GIVEN ENTRIES: Begin

PR #1390, opened 2026-06-28
Add Mosquitto module

ChxGuillaume:
## Add Mosquitto module

This PR introduces a new `@testcontainers/mosquitto` module for the [Eclipse Mosquitto](https://mosquitto.org/) MQTT broker, following the same structure as the existing HiveMQ module.

## What's included

- `MosquittoContainer` — starts an `eclipse-mosquitto:2` container with a custom config injected at startup, since Mosquitto 2.x disallows anonymous connections by default
- Anonymous mode (`allow_anonymous true`) out of the box
- Authenticated mode via `withUsername()` / `withPassword()` — creates the password file using `mosquitto_passwd -b` before launching the broker, with a `chown` to fix ownership since Mosquitto drops privileges to the `mosquitto` user
- `StartedMosquittoContainer.getPort()` and `getConnectionString()` — the latter includes credentials in the URL when auth is configured
- Two test files (`mosquitto-container.test.ts` and `mosquitto-container-auth.test.ts`) kept separate to avoid a codeinclude block-name collision between `mosquittoConnect` and `mosquittoConnectWithCredentials`
- Documentation at `docs/modules/mosquitto.md` with codeinclude examples for both usage patterns, added to the mkdocs navigation


mkdocs.yml
```diff
@@ -73,6 +73,7 @@ nav:
       - Localstack: modules/localstack.md
       - MariaDB: modules/mariadb.md
       - MinIO: modules/minio.md
+      - Mosquitto: modules/mosquitto.md
```
cristianrgreco: Nit: this nav list is alphabetical, so `Mosquitto` should sort after `MongoDB` (line 78), not between MinIO and Mockserver (`Mo`**`c`** ` < Mo`**`n`** ` < Mo`**`s`**`). Could you move this entry below the MongoDB line?

packages/modules/mosquitto/src/mosquitto-container.ts
```diff
@@ -0,0 +1,69 @@
...
+const PASSWORD_FILE_PATH = "/mosquitto/config/passwords";
+
+export class MosquittoContainer extends GenericContainer {
+  private username?: string;
+  private password?: string;
+
+  constructor(image: string) {
+    super(image);
+    this.withExposedPorts(MQTT_PORT)
+      .withWaitStrategy(Wait.forLogMessage(/running mosquitto as user/i))
```
cristianrgreco: This keys on the log line `running mosquitto as user`, which fires when the process starts rather than when the listener is accepting connections, and the wording can drift across `eclipse-mosquitto:2` minor tags. Since the tests connect immediately after `start()`, could you confirm this is stable across tags — or switch to a port/listener-based wait for robustness?

packages/modules/mosquitto/src/mosquitto-container.ts
```diff
@@ -0,0 +1,69 @@
...
+
+  public withUsername(username: string): this {
+    this.username = username;
+    return this;
+  }
+
+  public withPassword(password: string): this {
+    this.password = password;
+    return this;
+  }
```
cristianrgreco, line 26: For consistency with the other credentialed modules (e.g. MongoDB's `withUsername`/`withPassword`), consider rejecting empty values:

```ts
public withUsername(username: string): this {
  if (!username) throw new Error("Username should not be empty.");
  this.username = username;
  return this;
}
```

packages/modules/mosquitto/src/mosquitto-container.ts
```diff
@@ -0,0 +1,69 @@
...
+
+  public override async start(): Promise<StartedMosquittoContainer> {
+    if (this.username !== undefined && this.password !== undefined) {
```
cristianrgreco, line 33: Auth is only enabled when **both** username and password are set, so calling just `withUsername(...)` silently starts an anonymous broker and returns a credential-less connection string. Consider throwing when exactly one of the two is provided so misconfiguration fails loudly rather than silently degrading.

packages/modules/mosquitto/src/mosquitto-container-auth.test.ts
```diff
@@ -0,0 +1,36 @@
+import mqtt from "mqtt";
```
cristianrgreco: Could this be merged into `mosquitto-container.test.ts` as a second `it()`? The PR description cites a codeinclude block-name collision, but codeinclude blocks are referenced by their distinct names — `mosquittoConnect` and `mosquittoConnectWithCredentials` don't collide in one file. Every other module keeps multiple blocks in a single `*-container.test.ts` (e.g. redis has `redisStartContainer` + `redisStartWithCredentials` together; azurite has 8 blocks in one file), so a single file would match the convention.

cristianrgreco (commented):
Thanks for the module — nice and clean, closely following the HiveMQ structure. A few notes inline. Two points that don't anchor well to a single line:

- **`package-lock.json`**: the diff also removes `libc` arrays from several unrelated packages (lightningcss and one MPL-2.0 dep). That looks like npm-version drift rather than part of this module. Could you regenerate the lockfile with the project's npm version so the only change here is the new `@testcontainers/mosquitto` entry?

- **Prior art**: for what it's worth, Mosquitto modules already exist in .NET (`Testcontainers.Mosquitto`), Python (`testcontainers[mqtt]`) and Rust (`testcontainers-rs-modules-community`), so this is a welcome addition. The .NET module is the closest reference if we ever want cross-language API consistency.

packages/modules/mosquitto/Dockerfile
```diff
@@ -0,0 +1 @@
+FROM eclipse-mosquitto:2
```
cristianrgreco: Could we pin a concrete version here rather than the floating major tag `eclipse-mosquitto:2`? Every other module pins a specific tag (e.g. `redis:8.8`, `mongo:8.2.11`, `valkey/valkey:9.1`, `hivemq/hivemq-ce:2026.5`) so that a new upstream release can't break CI without a deliberate bump in this repo. With `:2`, any future Mosquitto 2.x publish is picked up automatically. Suggest something like `eclipse-mosquitto:2.0.20` (or whatever the current 2.x patch is).

ChxGuillaume: Seems logic, they have quite weird tag naming so used the latest "non specific tag" so non -alpine
Can be found there: https://github.com/testcontainers/testcontainers-node/pull/1390/commits/09e46770f764ebdce58b8735bf1c2e81a087a426

packages/modules/mosquitto/src/mosquitto-container-auth.test.ts
ChxGuillaume: Yea i went the easy round and did not search too much into it, i think it was a problem of overlaping block names
Changed that in https://github.com/testcontainers/testcontainers-node/pull/1390/commits/6574f9f44d560104970985251db7f44f05574c75

packages/modules/mosquitto/src/mosquitto-container.ts
ChxGuillaume: Oh yea sure, can find the changes in there: https://github.com/testcontainers/testcontainers-node/pull/1390/commits/e5b5965a4bff4346b4980852e20920b76dad93d0

packages/modules/mosquitto/src/mosquitto-container.ts
ChxGuillaume: That's a good point, can find changes here https://github.com/testcontainers/testcontainers-node/pull/1390/commits/1723a5af30b00a87ef84340c372f81def0782a2e

packages/modules/mosquitto/src/mosquitto-container.ts
ChxGuillaume: Okay, switched to a port based wait strategy, tested and seem to work properly
Changes in https://github.com/testcontainers/testcontainers-node/pull/1390/commits/2d6560723422d9bdcf4b9b3fa47f41897880492c

cristianrgreco (commented):
Thanks for the quick turnaround — this addresses almost all of the earlier feedback:

- ✅ Image pinned to `eclipse-mosquitto:2.0.22`
- ✅ Nav entry now alphabetically placed (after MongoDB)
- ✅ Wait strategy switched to `Wait.forListeningPorts()` — more robust than the log regex
- ✅ `withUsername`/`withPassword` reject empty values
- ✅ Partial auth now fails loudly via the XOR check (`Both username and password must be set together.`)
- ✅ Tests merged into a single `mosquitto-container.test.ts` with two `it()` blocks, docs updated

The XOR guard and the `forListeningPorts()` switch both look correct. One item from the previous round is still outstanding:

**`package-lock.json`** — the diff still strips `libc` arrays from several unrelated packages (lightningcss and one MPL-2.0 dep); the hunk is unchanged from before. This is npm-version drift rather than part of the module. Could you regenerate the lockfile with the project's npm version (or revert those specific hunks) so the only change is the new `@testcontainers/mosquitto` entry? Once that's cleaned up I think this is good to go.

ChxGuillaume:
> Thanks for the quick turnaround — this addresses almost all of the earlier feedback:
> 
> * ✅ Image pinned to `eclipse-mosquitto:2.0.22`
> * ✅ Nav entry now alphabetically placed (after MongoDB)
> * ✅ Wait strategy switched to `Wait.forListeningPorts()` — more robust than the log regex
> * ✅ `withUsername`/`withPassword` reject empty values
> * ✅ Partial auth now fails loudly via the XOR check (`Both username and password must be set together.`)
> * ✅ Tests merged into a single `mosquitto-container.test.ts` with two `it()` blocks, docs updated
> 
> The XOR guard and the `forListeningPorts()` switch both look correct. One item from the previous round is still outstanding:
> 
> **`package-lock.json`** — the diff still strips `libc` arrays from several unrelated packages (lightningcss and one MPL-2.0 dep); the hunk is unchanged from before. This is npm-version drift rather than part of the module. Could you regenerate the lockfile with the project's npm version (or revert those specific hunks) so the only change is the new `@testcontainers/mosquitto` entry? Once that's cleaned up I think this is good to go.

Hey i'm quite not used to handle this kind of package-lock, i've tried to generate it but it was always removing them, is it because i'm working on a Mac or something would like know if you can help me learn more on that thing 😅

Updated it kind "manually" to have them back but i'm not a huge fan of this move...

cristianrgreco:
@ChxGuillaume Which version of Node/NPM are you using?

ChxGuillaume:
> @ChxGuillaume Which version of Node/NPM are you using?

npm --version && node -v
11.16.0
v24.18.0

Just installed the last Node version with NVM to try and generate it

packages/modules/mosquitto/src/mosquitto-container.ts
```diff
@@ -0,0 +1,73 @@
...
+export class StartedMosquittoContainer extends AbstractStartedContainer {
+  private readonly port: number;
+
+  constructor(
+    startedTestContainer: StartedTestContainer,
+    private readonly username?: string,
+    private readonly password?: string
+  ) {
+    super(startedTestContainer);
+    this.port = startedTestContainer.getMappedPort(MQTT_PORT);
```
cristianrgreco: The mapped port is snapshotted here at construction time, so `getPort()` (and therefore `getConnectionString()`) returns a stale value after `container.restart()` — Docker assigns a new random host port on restart, and `StartedGenericContainer.restart()` refreshes its bound ports accordingly, but this cached `this.port` won't pick that up.

Resolving it on demand keeps it correct across restarts (this is what MongoDB/RabbitMQ do — e.g. `getConnectionString()` calls `this.getMappedPort(...)` inline):

```ts
export class StartedMosquittoContainer extends AbstractStartedContainer {
  constructor(
    startedTestContainer: StartedTestContainer,
    private readonly username?: string,
    private readonly password?: string
  ) {
    super(startedTestContainer);
  }

  public getPort(): number {
    return this.getMappedPort(MQTT_PORT);
  }
  // ...
}
```

Minor in practice (these rarely get restarted mid-test, which is why the same pattern in HiveMQ has gone unnoticed), but the fix is trivial and matches the convention in the other modules.

ChxGuillaume: Ah yea, applied it here: https://github.com/testcontainers/testcontainers-node/pull/1390/commits/f25806a9ae21329af43268dcc3792bc2bb1471bb

cristianrgreco:
@ChxGuillaume Two things to get CI green:

**1. Lint failure (`Lint (mosquitto)`)**

It's just a Prettier formatting nit — an extra space:

```
packages/modules/mosquitto/src/mosquitto-container.ts
  60:3  error  Delete `·`  prettier/prettier
```

CI runs ESLint without `--fix`, so it fails on it. From the repo root just run:

```bash
npm run lint
```

That auto-fixes it (it's `eslint --fix` with the Prettier plugin). `npm run format` works too. Then commit the result.

**2. The `package-lock.json`**

Now that you're on Node 24.18 / npm 11.16 you're on the right toolchain — that version doesn't prune the cross-platform optional deps, so no need to edit anything by hand. The key is to start from a clean lockfile rather than regenerating on top of the manually-edited one:

```bash
git checkout main -- package-lock.json   # discard the hand-edited version
npm install --package-lock-only           # npm 11.16 re-resolves cleanly
git diff package-lock.json                 # should show ONLY the @testcontainers/mosquitto entry
```

If that diff shows just the new `@testcontainers/mosquitto` block (plus your module's workspace entry) and nothing about sharp/couchbase/lightningcss/`libc`, it's correct — commit it.

For background on why it was happening before: the disappearing packages are platform-specific native binaries (Linux/Windows/musl), and older npm versions rewrite the lockfile from what's installed locally, dropping everything that doesn't match your Mac. npm 11.x fixes that, so you're good now. 👍

cristianrgreco (approved):

cristianrgreco:
Thanks for your contribution and for the fast feedback @ChxGuillaume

GIVEN ENTRIES: End

WHAT YOU NEED TO DO:
Return the entries exactly through the "## What's included" line.

RESULT OF THE EXERCISE:
PR #1390, opened 2026-06-28
Add Mosquitto module

ChxGuillaume:
## Add Mosquitto module

This PR introduces a new `@testcontainers/mosquitto` module for the [Eclipse Mosquitto](https://mosquitto.org/) MQTT broker, following the same structure as the existing HiveMQ module.

## What's included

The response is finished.